I finally cast a glance into the trees and lean against my axe, swiping my brow, trying to catch my breath after the exertion. “You leave her alone. If she has to stay, then you stay away from the house. You hear me?”
No response comes, but I hardly expected it to.
My warning will probably go unheeded.
But I’m not about to start a fight right now, nor do I want to stop the one thing that is letting me release some of the tension that’s built up in me.
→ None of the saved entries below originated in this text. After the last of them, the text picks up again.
PR #4202, opened 2022-03-17
chore: Improve n+1 queries in agents endpoint

sojan-official:
Fixes the n+1 queries that get triggered while accessing agents endpoint


pranavrajs (approved):
Looks good to me.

I return to swinging, losing myself in the repetitive motion. The manual labor. The joy of the pain it brings me. For the first time since she drove up my mountain, I start to relax, allowing myself the freedom to stop thinking about the quagmire and instead breathe in the fresh air untainted by her honey scent.
Time ceases to exist.
The sun reaches its highest point. Its rays beat down on me relentlessly, warning me it’s time to take a break, to go in and get something to eat and drink, and every fiber of my being screams for me to stop.
But I don’t want to break.
I don’t want to be back in there.
You aren’t the only one you need to think about anymore, are you?
“Shit…”
She hasn’t been fed, and I locked her away in that room with nothing but her fear—which isn’t a bad thing, despite the way the thought makes acid rise in my throat.
Callista Fox should fear me.
What I’m capable of.
What the Barkers are willing to do.
It might be the only thing that keeps her alive during her time up here.